Manda considered this. “So what else?”

I thought hard. “I guess we could try to get something compelling from The Munk. He runs one of the world’s biggest music labels—so that could be almost as impressive as the document that we got out of Fido. The trouble is that he doesn’t know me. And we don’t have Judy with us. And we don’t have the stereopticon. And even if we could win the guy over, his label is just one of many, big as it is.”

“That doesn’t sound very promising,” Manda said. “Although if there’s any lever to pull in the entire music industry, he’ll know about it, right?
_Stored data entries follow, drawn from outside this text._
PR #325, opened 2024-07-22
Update Quantum Espresso calculator

gelzinyte:


wfl/calculators/espresso.py
```diff
@@ -140,9 +84,6 @@ def calculate(self, atoms=None, properties=_default_properties, system_changes=a
             calculation_succeeded = True
             if 'DFT_FAILED_ESPRESSO' in atoms.info:
                 del atoms.info['DFT_FAILED_ESPRESSO']
-            if "__calculator_output_prefix" in atoms.info:
```
gelzinyte, line 143: The calculator only modifies the calculator kwargs, not configs themselves, so I have removed this check. Or should we keep it for completeness/future uses?

bernstei: I'm ambivalent. On the one hand, it isn't necessary, as you noted.  On the other hand, it doesn't do any harm, and I wonder if we should just leave it in there in case some later version _does_ change the configs (like the Vasp calculator does).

So he might come up with a way to fix this mess that we haven’t thought of ourselves.”

“True. So should we go and tell him exactly what’s going on, and hope for the best?”

Manda shrugged. “Why not? If he doesn’t believe us, we’ll bail after five minutes, and try something else.”
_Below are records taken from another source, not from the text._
PR #333, opened 2024-08-15
Update ORCA to work with ASE v3.23

gelzinyte:
Some notes on the changes: 
- Update to work with the ASE's "profile" update
- The old code was re-implementing `ase.orca.ORCA.calculate`. This PR  instead calls the parent `self.calculate()` and all the modifications are moved in before and after. These are
    - Fill in any missing parameters with the default values. (The default values are unfortunately copy-pased from ase's orca.py, so can fall out of date, but ase does not expose them.) ASE does that [here](https://gitlab.com/ase/ase/-/blob/master/ase/calculators/orca.py#L46), but at the time the input file is written. The default parameters don't include an `engrad` keyword that turns on the forces calculation. 
    -  Enforce the force calculation by adding an `engrad` keyword. Currently, if it's not supplied by the user, `get_forces()` either fails or runs orca for a second time. 
    - Get default singlet/doublet multiplicity if none is given.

I nodded slowly. This was better than nothing. Just. “Meanwhile, we should try to do something to derail Paulie down in Grand Central.”

“Like what?”

I thought for a moment, then it hit me. “Start a mutiny.”

Manda looked at me blankly.

“I’m serious. Everybody down there loves you. They also love humanity, and our music—and they don’t seem to like Paulie any more than we do. If you tell them what’s happening, I’ll bet they’ll rally to you.” I grabbed at my suit
jacket pocket and found it empty. “Dammit—where’s the map to the transmission facility?”

“Pugwash has it,” Manda reminded me. “You wanted him in position at the Waldorf, in case we need him to go down there.”

“Right. Let’s get him on the line.”

I called Pugwash and put him on speaker, and we quickly formed a multipronged plan. I would meet with The Munk, and try to come up with something as compelling as the memo that we briefly had from Fido. Manda would meanwhile head straight to the Waldorf, and connect with Pugwash. The two of them would then go down to the Decapus settlement, start a mutiny, and corner Paulie. If that didn’t work, Pugwash would try to persuade Paulie to give us a bit more time. This was a perfect role for my cousin, because he’s actually a decent negotiator—and he and Paulie are cut from a similar cloth.

“How much time do we need?” Pugwash asked.

“Whatever you can get from him,” I said. “A week, a day, a few hours. Hell—twenty minutes, if that’s all you can manage. Everything we’re doing right now is strictly meant to buy us more time. So do whatever it takes to get some.”

“Whatever it takes?”

“Absolutely. Whatever it takes.”

The car pulled up in front of the Peninsula Hotel just as we were finalizing all of this (the three-and-a-half-block drive having taken over ten minutes in midtown traffic). We were there because The Munk famously does business out of hotel penthouses when he’s in town from L.A. There’s no practical reason for this, because unlike Fido, he has extensive offices available to him in New York. In fact, the
headquarters
of the label he runs are in New York. He just never
shows up there, because slumming it under the same roof as his minions would subtract too much from the theater of being the boss. So instead, he has them navigate snarled traffic, oozing slush, or hellish humidity to reach his realm.